I would say for smoother operation go with the iPad Mini. I haven't tried the Nexus 7 but no Android tablet I've tried operates as smoothly as my Mini. During a shoot I think quickness would help for time-related things, especially showing pics to the subject/client. Mine works great with the 6D.

Making it a dedicated device sounds like a nice idea...switching WiFi networks sucks, though iOS does it better than a laptop.


----------



## Inspiron41 (Apr 12, 2013)

Malte_P said:


> i want to buy a cheap android tablet for my 6D.
> 7 inch would be fine, not bigger.
> 8-16gb should be enough, i don´t need to store much on it.
> 
> ...



nexus 7 is pretty good in terms of price and performance and it'll be hard to beat until they announce the second line to the nexus 7 in july. similar pricing option, with a higher resolution and fastest CPU from Snapdragon.


----------



## wickidwombat (Apr 16, 2013)

Malte_P said:


> i want to buy a cheap android tablet for my 6D.
> 7 inch would be fine, not bigger.
> 8-16gb should be enough, i don´t need to store much on it.
> 
> ...



i just bought a quad core Ainol venus 7" 16GB $129 it also has a micro sd slot which i am using with a 64GB card

from here
arrived in a week

http://www.banggood.com/Wholesale-Ainol-Novo-7-Venus-Quad-Core-ATM7029-7-Inch-IPS-Android-4_1-16GB-Tablet-p-61755.html

i also upgraded it to the latest stable firmware and its been working great so far
brilliant IPS high res screen

oh they also only have white left in stock


----------



## YeahLindsey (Apr 16, 2013)

You might be able to pick up a Kinde Fire. 

Would likely need to side load the EOS Remote app, and would want to confirm the model supports the app . . .

But given the limited purpose, it could work beautifully and they are cheap. 

I think the refurbished models may have even hit $80 shipped a couple weeks back. 

Quick search turned up these refurbs on eBay:

http://www.ebay.com/itm/Amazon-Kindle-Fire-eReader-8GB-Wi-Fi-7in-Black-Full-Color-Multi-Touch-Book/140954267394?customid=055VWqZdEeKwvaYqsUvgHA0_g8aW3_0_0_0&pub=5574652453&afepn=5337259887&campid=5337259887&pt=US_Tablets&hash=item20d1876f02&afepn=5337259887

Folks have a lot of different reactions to refurbs, obviously. 

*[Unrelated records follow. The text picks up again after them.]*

PR #590, opened 2023-02-06
Move the fileservice into the Collab Manager base

MoritzWeber0:
Move the fileservice into the backend - Python code is executed via `kubectl exec`.
In addition, it fixes the upload & download of files.

### DIFF
--- a/backend/Dockerfile
+++ b/backend/Dockerfile
@@ -4,13 +4,27 @@
 ARG BASE_IMAGE=python:3.11-bullseye
 FROM $BASE_IMAGE
 
+SHELL ["/bin/bash", "-euo", "pipefail", "-c"]
+ENV SHELL=/bin/bash
+
 RUN apt-get update && \
     apt-get upgrade --yes && \
     apt-get install --yes \
     ca-certificates \
     unzip \
     libpq-dev \
+    curl \
     && rm -rf /var/lib/apt/lists/*
+
+# Install kubectl if not available in base image
+# kubectl is needed for the list files endpoint
+RUN dpkg -s kubectl || kubectl_installed="no"; \
+    if [[ "$kubectl_installed" == "no" ]]; \
+    then \
+    curl -fsSLo /usr/share/keyrings/kubectl.gpg https://packages.cloud.google.com/apt/doc/apt-key.gpg; \
+    echo "deb [signed-by=/usr/share/keyrings/kubectl.gpg] https://apt.kubernetes.io/ kubernetes-xenial main" | tee /etc/apt/sources.list.d/kubernetes.list; \
+    apt-get update && apt-get install -y kubectl && rm -rf /var/lib/apt/lists/*; \
+    fi
 
 EXPOSE 8000
 COPY . /tmp/backend
--- a/backend/capellacollab/sessions/operators/__init__.py
+++ b/backend/capellacollab/sessions/operators/__init__.py
@@ -4,15 +4,14 @@
 
 from capellacollab.sessions.operators.k8s import KubernetesOperator
 
+operator = None
 
-class OperatorLoader:
-    operator = None
 
-    @classmethod
-    def load_operator(cls):
-        cls.operator = KubernetesOperator()
-        cls.operator.load_config()
+def load_operator():
+    global operator
+    operator = KubernetesOperator()
+    operator.load_config()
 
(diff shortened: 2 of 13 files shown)


backend/capellacollab/sessions/operators/k8s.py
```diff
@@ -885,6 +854,92 @@
...
+                    "--stdin",
+                    pod_name,
+                    "--container",
+                    _id,
+                    "--",
+                    "python",
+                    "-",
+                    directory,
+                    json.dumps(show_hidden),
+                ],
```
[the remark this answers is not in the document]
MoritzWeber0: `show_hidden` has type bool. The type is enforced by pydantic.

backend/Dockerfile
```diff
@@ -4,14 +4,28 @@
...
+# Install kubectl if not available in base image
+# kubectl is needed for the list files endpoint
+RUN dpkg -s kubectl || kubectl_installed="no"; \
+    if [[ "$kubectl_installed" == "no" ]]; \
+    then \
+    curl -fsSLo /usr/share/keyrings/kubectl.gpg https://packages.cloud.google.com/apt/doc/apt-key.gpg; \
+    echo "deb [signed-by=/usr/share/keyrings/kubectl.gpg] https://apt.kubernetes.io/ kubernetes-xenial main" | tee /etc/apt/sources.list.d/kubernetes.list; \
+    apt-get update && apt-get install -y kubectl && rm -rf /var/lib/apt/lists/*; \
+    fi
+
```
amolenaar, line 28: Why not "just" install it?

backend/capellacollab/sessions/operators/__init__.py
```diff
@@ -4,8 +4,15 @@
 
 from capellacollab.sessions.operators.k8s import KubernetesOperator
 
-OPERATOR = KubernetesOperator()
+
+class OperatorLoader:
+    operator = None
+
+    @classmethod
```
amolenaar, line 11: Why the class? Just use a module variable. One class with a class method is not pythonic IMHO.

backend/capellacollab/sessions/operators/helper.py
```diff
@@ -0,0 +1,14 @@
+# SPDX-FileCopyrightText: Copyright DB Netz AG and the capella-collab-manager contributors
+# SPDX-License-Identifier: Apache-2.0
+
+import inspect
+import typing as t
+
+
+def get_source_of_python_function(function: t.Callable):
```
amolenaar, line 8: I'd move this "helper" into k8s.py.

"helper" is a bad name for any module.

backend/capellacollab/sessions/operators/k8s.py
```diff
@@ -885,6 +857,92 @@ def _get_pods(self, label_selector: str) -> list[client.V1Pod]:
...
```
amolenaar, line 926: Hmm.. At this point we could just as well use `ls` :smile: (but let's not change that now)

amolenaar (approved):
Nice improvement. I like it that we finally are rid of the OPERATOR global.

I suppose we can make an injectable from `get_operator()` at some point.

I added a few suggestions.

backend/Dockerfile
MoritzWeber0: In our DB environment pipelines, we don't have internet access. The install command would fail (`https://apt.kubernetes.io/` is not reachable). But it is already installed in our Base image, we can skip the installation.

backend/capellacollab/sessions/operators/helper.py
MoritzWeber0: The `k8s.py` has 1030 lines already and is too large imho. Also, it's not related to the k8s operator itself - it just returns the source of a python function.

backend/capellacollab/sessions/operators/k8s.py
MoritzWeber0: Parsing ls is a lot more pain then just running Python. We went there, whitespaces, symlinks, remote code execution (when running `ls` on a directory called `$(date)` for example.

backend/capellacollab/sessions/operators/__init__.py
MoritzWeber0: Fixed.

PR #600, opened 2023-02-08
Simplify git settings component

dominik003:
This PR first simplifies the settings component and in addition adds a name validation for the edit git instance component (until now we could actually have two instances with the same name)

### DIFF
--- a/frontend/src/app/settings/modelsources/git-settings/edit-git-settings/edit-git-settings.component.ts
+++ b/frontend/src/app/settings/modelsources/git-settings/edit-git-settings/edit-git-settings.component.ts
@@ -4,10 +4,10 @@
  */
 
 import { Component, OnDestroy, OnInit } from '@angular/core';
-import { FormControl, FormGroup, Validators } from '@angular/forms';
+import { FormBuilder, Validators } from '@angular/forms';
 import { ActivatedRoute, Router } from '@angular/router';
 import { UntilDestroy, untilDestroyed } from '@ngneat/until-destroy';
-import { filter } from 'rxjs';
+import { filter, map } from 'rxjs';
 import { BreadcrumbsService } from 'src/app/general/breadcrumbs/breadcrumbs.service';
 import {
   GitInstance,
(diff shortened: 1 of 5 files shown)


frontend/src/app/settings/modelsources/git-settings/git-settings.component.html
```diff
@@ -4,34 +4,36 @@
...
-  <div class="title" *ngIf="availableGitSettings.length">
-    Existing instances
-  </div>
-  <div class="instances" *ngIf="availableGitSettings.length">
-    <mat-card *ngFor="let instance of availableGitSettings">
-      <div class="mat-title">
-        <div class="instance-head">
-          {{ instance.name }}
-          <span class="mat-subtitle">{{ instance.type }}</span>
+  <div *ngIf="(this.gitSettingsService.gitSettings | async)?.length !== 0">
```
MoritzWeber0, line 7:
```suggestion
  <div *ngIf="(this.gitSettingsService.gitSettings | async)?.length">
```

This should do the same.

frontend/src/app/settings/modelsources/git-settings/edit-git-settings/edit-git-settings.component.ts
```diff
@@ -6,7 +6,7 @@
 import { Component, OnDestroy, OnInit } from '@angular/core';
```
MoritzWeber0, line 6: image

Doesn't seem to work. It happens when I try to edit any instance.

MoritzWeber0 (changes requested):

frontend/src/app/settings/modelsources/git-settings/edit-git-settings/edit-git-settings.component.ts
```diff
@@ -21,18 +21,19 @@ import {
...
-  gitSettingsForm = new FormGroup({
-    type: new FormControl('', Validators.required),
-    name: new FormControl('', Validators.required),
-    url: new FormControl('', Validators.required),
-    apiURL: new FormControl(''),
+  gitSettingsForm = this.fb.group({
+    type: this.fb.control('', Validators.required),
+    name: this.fb.control('', Validators.required),
+    url: this.fb.control('', Validators.required),
+    apiURL: this.fb.control(''),
```
MoritzWeber0, line 28: What's the difference between the `FormBuilder` and `FormGroup` / `FormControl`. I prefer the latter one, because no injectable is needed, so it's one line less and we use it everywhere else in the code.

dominik003: The first advantage of this approach is that we can decrease the imports at the top as it usually takes several lines to import the `FormGroup` and `FormControl` while by using the `FormBuilder` this can be reduced to just one single line.
An additional advantage of this approach is the reduction of duplicated/redundant code which this code snippet here does not yet reflect. If you look at the last commit you can see that by using the FormBuilder you can remove all the 'new FormControl(...)` or here the `this.fb.control(...)`. So for me using the FormBuilder (that also is just there to provide a convenient method to define forms) is better than directly using the 'FormGroup` and `FormControl`.

MoritzWeber0 (approved):
When the conflicts are solved, it can be merged.

PR #625, opened 2023-02-16
Disable terminate sessions locally

dominik003:


backend/capellacollab/sessions/operators/__init__.py
```diff
@@ -2,15 +2,15 @@
...
+import functools
 
-operator = None
+from capellacollab.sessions.operators.k8s import KubernetesOperator
 
 
 def load_operator():
-    global operator
-    operator = KubernetesOperator()
+    get_operator()
```
MoritzWeber0, line 11: We can get rid of the `load_operation` function. Just call `get_operator` instead.

MoritzWeber0 (approved):

backend/capellacollab/sessions/operators/__init__.py
dominik003: Removed the `load_operator` and added a comment to `__main__` that the `get_operator` is needed there to load the kubernetes config at startup

PR #630, opened 2023-02-20
Upgrade Guacamole to 1.5.0

amolenaar:
Pin the version, to avoid future surprises.

### DIFF
--- a/guacamole/Dockerfile
+++ b/guacamole/Dockerfile
@@ -1,7 +1,7 @@
 # SPDX-FileCopyrightText: Copyright DB Netz AG and the capella-collab-manager contributors
 # SPDX-License-Identifier: Apache-2.0
 
-FROM guacamole/guacamole:1.4.0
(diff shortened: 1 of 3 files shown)


dominik003:
Its kind of weird that you now have to use `/bin/sh` and are no longer able to use `/bin/bash` I am wondering whats the reason for this is. But thats nothing we can change I assume.
Just a pre-comment on this: I think we don't really use the `guacamole: docker.io/guacamole/guacamole:1.5.0` image as we use our own guacamole image that is placed inside of `collab-manager/guacamole/Dockerfile` and this file still has the old `1.4.0` tag set. So we must adjust the tag there and check whether building the image still works.

amolenaar:
Also the guacamole installation folder has changed. We should indeed also update our customized images.

MoritzWeber0:
Marked as draft until the customised images are updated.

MoritzWeber0 (approved):

PR #638, opened 2023-02-22
Change frontend session structure

dominik003:
Resolves: #595


MoritzWeber0 (approved):

dominik003:
Tested the following session functionalities locally:
- start a capella persistent session (session was correctly started, I was able to connect to the session, and the session was displayed in the session overview)
- file browser for a started session works and I am able to download stuff
- readonly session start works

PR #650, opened 2023-02-28
 Conditionally set the ingress-class-name

amolenaar:
This is required for "normal" clusters configured with an Nginx ingress. Our local (k3d) cluster does not need it, since it's using Traefik.

I added "target" to the configuration. It's not ideal, but we need to know about this property when we launch a jupyter session.

The construct is similar to https://github.com/DSD-DBS/capella-collab-manager/blob/main/helm/templates/routing/nginx.ingress.yaml#L16-L18.


backend/capellacollab/sessions/operators/k8s.py
```diff
@@ -810,6 +810,9 @@ def _create_ingress(self, id, path: str, port_number: int):
                 name=id,
             ),
             spec=client.V1IngressSpec(
+                ingress_class_name=None
+                if cfg["target"] == "local"
+                else "nginx",
```
MoritzWeber0, line 815: Instead deriving "nginx" from the target, which is not self-explaining, I'd directly pass the ingressClassName into the backend. In addition, it gives us the flexibility to use different ingressClassNames ("nginx" may have another name in different instances).

amolenaar:
On hindsight, it looks like it's working perfectly fine without this.

MoritzWeber0:
Feature is still needed - reopening pull request.

helm/config/backend.yaml
```diff
@@ -7,6 +7,9 @@ docker:
 
 k8s:
   namespace: {{ .Values.backend.k8sSessionNamespace }}
+  {{- if eq .Values.target "azure" }}
+  ingressClassName: nginx
+  {{- end }}
```
MoritzWeber0, line 12: I'd rather just take it from the `values.yaml` and overwrite it there. A good place would be `cluster.namespaces.sessions.ingressClassName`.

The ingressClassName is a flexible name / string. It can be named nginx (as it is in our case), but can have any other name. To support more Kubernetes instances, let's have it configurable.

MoritzWeber0 (changes requested):

helm/config/backend.yaml
amolenaar: I did not want to change Helm's `values.yml`. However putting it in the `sessions` section _does_ make sense :sweat_smile: .

MoritzWeber0: In this case, it would make sense. And when it's set to `null` per default, it doesn't have any effect on existing deployments.

MoritzWeber0 (approved):

PR #659, opened 2023-03-30
Blob authentication error handling

MoritzWeber0:
This fixes a bug where the authentication handling was erroring if a blob is used as response type in requests. The blob response has to be transformed to the correct format first.


amolenaar (approved):
:shipit:

PR #663, opened 2023-03-30
Add Gitlab CI template for image builder

MoritzWeber0:


ci-templates/gitlab/image-builder.yml
```diff
@@ -0,0 +1,108 @@
...
+    value: "0"
+    description: "Build the guacamole image?"
+  REVISION:
+    value: "main"
+    description: "Revision of Github repository"
+  DOCKER_BUILD_ARGS: "--no-cache"
+  DOCKER_BUILDKIT: "1"
+
+default:
+  image: $DOCKER_REGISTRY/base
```
amolenaar, line 24: Should we use a more commonly used base image (e.g. `debian`)?

amolenaar (changes requested):

ci-templates/gitlab/image-builder.yml
MoritzWeber0: It's as trivial, as the `docker`, `node`, `python`, `git` and `npm` have to be installed. And we don't want to install it in each pipeline run. I did a bit of research, but haven't found any matching image. Do you know an image where these tools are already preinstalled?

amolenaar: Not really. Let's keep it like this for now, then. If somebody from the community runs into this, he/she may come up with a proper solution.

amolenaar (approved):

I've had great luck with a number of refurbished products from multiple companies (not this one, of course).

After all this, +1 for an iPad Mini.


----------



## OKO-SAN (Apr 16, 2013)

http://www.banggood.com/Wholesale-Ainol-Novo-7-Venus-Quad-Core-ATM7029-7-Inch-IPS-Android-4_1-16GB-Tablet-p-61755.html



[/quote] To WICKIDWOMBAT WOT (website reputation rating tool Web of Trust) reliability ratings the seller - very bad!


----------



## wickidwombat (Apr 17, 2013)

OKO-SAN said:


> http://www.banggood.com/Wholesale-Ainol-Novo-7-Venus-Quad-Core-ATM7029-7-Inch-IPS-Android-4_1-16GB-Tablet-p-61755.html


 To WICKIDWOMBAT WOT (website reputation rating tool Web of Trust) reliability ratings the seller - very bad!
[/quote]

dunno about that but i've actually bought tons of stuff from them and its all arrived quickly and been exactly as described they have an ebay store too. 

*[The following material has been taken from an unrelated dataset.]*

PR #671, opened 2023-04-03
fix(frontend): Make docsURL optional in env

MoritzWeber0:
A small fix which makes the docsURL environment optional. In addition, it adds a trailing slash to the docs, otherwise it doesn't load.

for $129 these tablets are seriously good, they have got a bit panned in revies by 3D gamers for being slower than older models but for non 3D gaming applications they are faster and have longer battery life. for the OP purpose this is the best the screens are awesome. sure not a retina display but not bad, very clear and sharp and significantly cheaper than an ipad also having the ability to use micro SD cards is something the ipads still cant do...


----------



## OKO-SAN (Apr 17, 2013)

$129- good. Look Whois Record. 43 changes IP ... More information http://whois.domaintools.com/banggood.com You are lucky!


----------



## siegsAR (Apr 17, 2013)

I haven't read its reviews yet but Pipo Smart S3's specs looks good.


----------



## wickidwombat (Apr 17, 2013)

OKO-SAN said:


> $129- good. Look Whois Record. 43 changes IP ... More information http://whois.domaintools.com/banggood.com You are lucky!

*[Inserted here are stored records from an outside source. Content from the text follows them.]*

PR #718, opened 2023-05-23
Add pagination and sorting for pipeline runs

MoritzWeber0:
The number of pipeline runs can reach a high number in a short time, therefore it's essential to have pagination. However, pagination is not handled by the user, instead, new pipeline runs are lazy loaded while scrolling.

Depends on https://github.com/DSD-DBS/capella-collab-manager/pull/647


backend/capellacollab/projects/toolmodels/backups/runs/crud.py
```diff
@@ -52,6 +54,17 @@ def get_scheduled_and_running_pipelines(
...
 
+def get_pipeline_runs_for_pipeline(
+    db: Session, pipeline: pipeline_models.DatabaseBackup
+):
+    return fastapi_pagination.ext.sqlalchemy.paginate(
+        db,
+        select(models.DatabasePipelineRun)
+        .where(models.DatabasePipelineRun.pipeline == pipeline)
+        .order_by(models.DatabasePipelineRun.id.desc()),
+    )
```
dominik003, line 65: First, I would not provide the whole pipeline here but rather just the `pipeline_id`. So then having,
`def get_pipeline_runs_by_pipeline_id(db: Session, pipeline_id: int)`.

In addition, IMO we should not return the`fastapi_pagination.ext.sqlalchemy.paginate(...)` type from within our `crud.py` like this. I have a few suggestions how we could do it:
1. We could keep the pagination functions in our `curd.py` and rename the function name to `get_pipeline_runs_for_pipeline_id_paginated`
2. We could create a separate `pagination.py` where we then put this function in without any name changes.
3. Do not use the sqlalchemy extension but rather put the resulting list/sequence from the select in the "normal" pagination function

backend/capellacollab/projects/toolmodels/backups/runs/routes.py
```diff
@@ -184,3 +185,6 @@ def get_logs(
         )
 
     return helper.filter_logs(logs, masked_values + masked_values_generated)
+
+
+fastapi_pagination.add_pagination(router)
```
dominik003, line 190: Is it required to have this here at the bottom? Otherwise, I would move it to the router definition at the top.

dominik003 (commented):
LGTM only two small comments

dominik003 (approved):

backend/capellacollab/projects/toolmodels/backups/runs/crud.py
MoritzWeber0: > First, I would not provide the whole pipeline here but rather just the `pipeline_id`. So then having, `def get_pipeline_runs_by_pipeline_id(db: Session, pipeline_id: int)`.

https://github.com/DSD-DBS/capella-collab-manager/pull/717/files#diff-7702246c9b82e90105dd8e55cd049dcafd3f6db16587ecf3909f19c85c5a00a7

> In addition, IMO we should not return the`fastapi_pagination.ext.sqlalchemy.paginate(...)` type from within our `crud.py` like this. I have a few suggestions how we could do it:
> 
> 1. We could keep the pagination functions in our `curd.py` and rename the function name to `get_pipeline_runs_for_pipeline_id_paginated`

This sounds like the best solution for me. 

> 2. We could create a separate `pagination.py` where we then put this function in without any name changes.

As we have only one paginated function, this doesn't really make sense yet. And it belongs to the crud module, I'd say.


> 3. Do not use the sqlalchemy extension but rather put the resulting list/sequence from the select in the "normal" pagination function

This is very inefficient, esp. with a growing number of pipeline runs.

backend/capellacollab/projects/toolmodels/backups/runs/routes.py
MoritzWeber0: I tried it out, but unfortunately, it doesn't work. The error is: 

```py
fastapi_pagination/api.py", line 64, in resolve_params
    raise RuntimeError("Use params or add_pagination") from None
RuntimeError: Use params or add_pagination
```

So it doesn't recognise the pagination registration anymore.

MoritzWeber0:
Because of major restructurings in the pipelines base branch, I had to rework many parts of this PR. 

The move to BehaviourSubjects produced some difficulties with pagination, which are solved. Can please review it again @dominik003?

backend/capellacollab/projects/toolmodels/backups/runs/crud.py
dominik003: Then let's use the first version and simply rename the function. It might be useful to include this in our development documentation, probably in the style guide, so that we use this scheme consistently when we use pagination.

frontend/src/app/projects/models/backup-settings/job-run-overview/job-run-overview.component.ts
```diff
@@ -30,26 +43,91 @@ export class JobRunOverviewComponent implements OnInit {
...
+            projectSlug,
+            modelSlug,
+            pipelineID,
+            1,
+            this.pageSize
           )
         )
       )
       .subscribe();
   }
```
dominik003, line 72: As far as I can see this can be simplified a lot (probably I am missing something about the pagination). Here would be my simplified version:
```typescript
combineLatest([
      this.projectService.project.pipe(filter(Boolean)),
      this.modelService.model.pipe(filter(Boolean)),
      this.pipelineService.pipeline.pipe(filter(Boolean)),
    ])
      .pipe(untilDestroyed(this))
      .subscribe(([project, model, pipeline]) =>
        this.pipelineRunService.loadPipelineRuns(
          project.slug,
          model.slug,
          pipeline.id,
          1,
          this.pageSize
        )
      );
```

Changes I applied here:
- Do not use `map` here as IMO the mapping here makes this way harder to read
- Move the `switchMap` part into the `subscribe` as nothin is done with the result of `loadPipelineRuns` (and also `loadPipelineRuns` should not return anything -> having `void` as return type)

frontend/src/app/projects/models/backup-settings/job-run-overview/job-run-overview.component.ts
```diff
@@ -18,7 +25,13 @@ import { ProjectService } from 'src/app/projects/service/project.service';
...
 @UntilDestroy()
-export class JobRunOverviewComponent implements OnInit {
+export class JobRunOverviewComponent implements OnInit, AfterViewInit {
+  pageSize = 25;
+  pageSizeArray = [...Array(this.pageSize).keys()];
+
+  @ViewChildren('page', { read: ElementRef })
+  pageElements?: QueryList<ElementRef>;
+
   constructor(
```
dominik003, line 35: What is your opinion on the order of service in the constructor? I always tried to have the public services first followed by the private ones. By following this, we can easily and directly identify public and private services.

frontend/src/app/projects/models/backup-settings/job-run-overview/job-run-overview.component.ts
```diff
@@ -30,26 +43,91 @@ export class JobRunOverviewComponent implements OnInit {
...
+            pipelineID,
+            1,
+            this.pageSize
           )
         )
       )
       .subscribe();
   }
 
+  ngAfterViewInit(): void {
```
dominik003, line 74: Similar to the `ngOnInit` I would change this to the following to increase readability. In addition, there was an `untilDestroy(this)` missing.

```typescript
combineLatest([
      this.projectService.project.pipe(filter(Boolean)),
      this.modelService.model.pipe(filter(Boolean)),
      this.pipelineService.pipeline.pipe(filter(Boolean)),
    ])
      .pipe(untilDestroyed(this))
      .subscribe(([project, model, pipeline]) => {
        this.observeVisibleJobs(project.slug, model.slug, pipeline.id);
      });
```

frontend/src/app/projects/models/backup-settings/pipeline-runs/service/pipeline-run.service.ts
```diff
@@ -25,10 +26,21 @@ export class PipelineRunService {
   }
 
   _pipelineRun = new BehaviorSubject<PipelineRun | undefined>(undefined);
-  pipelineRun = this._pipelineRun.asObservable();
-
-  _pipelineRuns = new BehaviorSubject<PipelineRun[] | undefined>(undefined);
-  pipelineRuns = this._pipelineRuns.asObservable();
+  public readonly pipelineRun$ = this._pipelineRun.asObservable();
+
+  _pipelineRunPages = new BehaviorSubject<PageWrapper<PipelineRun>>({
```
dominik003, line 31: I would add `private` here for both behavior subjects

frontend/src/app/projects/models/backup-settings/pipeline-runs/service/pipeline-run.service.ts
```diff
@@ -92,17 +113,58 @@ export class PipelineRunService {
   loadPipelineRuns(
     projectSlug: string,
     modelSlug: string,
-    pipelineID: number
-  ): Observable<PipelineRun[]> {
+    pipelineID: number,
+    page: number,
+    size: number
+  ): Observable<Page<PipelineRun> | undefined | 'loading'> {
```
dominik003, line 119: Both `load...` functions here should have `void` as return type and instead of using `tap` you can then directly put this into the `subscribe` block. Please check the usages of both functions and removed the `subscribe()` from them

frontend/src/app/projects/models/backup-settings/pipeline-runs/service/pipeline-run.service.ts
```diff
@@ -92,17 +113,58 @@ export class PipelineRunService {
...
+    if (pageWrapper.total !== undefined) {
+      // Do nothing, is already initialized
+      return;
+    }
+
+    const firstPage = pageWrapper.pages[0];
+    if (firstPage === undefined || firstPage === 'loading') {
+      throw new TypeError(
+        'first page is undefined, but should be of type Page<PipelineRun>.'
+      );
```
dominik003, line 157: This error message is not directly matching the condition here. I would rather state `first page is undefined or loading, ...` or separate the cases here and throw unique errors for them.

frontend/src/app/projects/models/backup-settings/pipeline-runs/service/pipeline-run.service.ts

I've bought 2 ainol tablets off these other guys too
http://www.ainolstore.com/

however I would not recommend them based on their REALLY bad customer service
similar price, service from banggood was much better, i wont buy from ainolstore again

there are other sellers of these tabs

doesnt matter where you get it fact is for $129 the venus tabs are seriously good
also chainfire dslr controller works on them too (only with older cameras at the moment though)


----------



## Valvebounce (Apr 27, 2013)

Malte_P said:


> i want to buy a cheap android tablet for my 6D.
> 7 inch would be fine, not bigger.
> 8-16gb should be enough, i don´t need to store much on it.
> 
> ...



Hi I am using a Samsung Galaxy Tab2 7" tablet, I use Chainfire DSLR Controller with mine on an EOS 7D I have no issues with the way these are working together and the extra real estate of the screen is great for live view focus, plus all the other things it does especially for video like smooth focus pull, without the creaking of fingers on the lens. 
I don't know whether the DSLR Controller app will connect wirelessly, not available on 7D. 
Be warned, if you might want to use DSLR Controller don't get an iOS device as they are too hogtied even when jail broken to be able to connect VIA CABLE to a DSLR and take controll, not supported in hardware! I do use my iPad 1 64Gb for importing photo's via cable, so I know they do that well enough. 

Cheers and good shooting with whatever you go for..Graham.


----------



## AdamJ (May 6, 2013)

I have a Nexus 7 32GB and I'm very happy with it - very good value for a high quality, fast, well specced tablet. I have a long train commute to work every day so I watch movies on it mostly but I'll use it for remote camera control when I get a body that supports it.


----------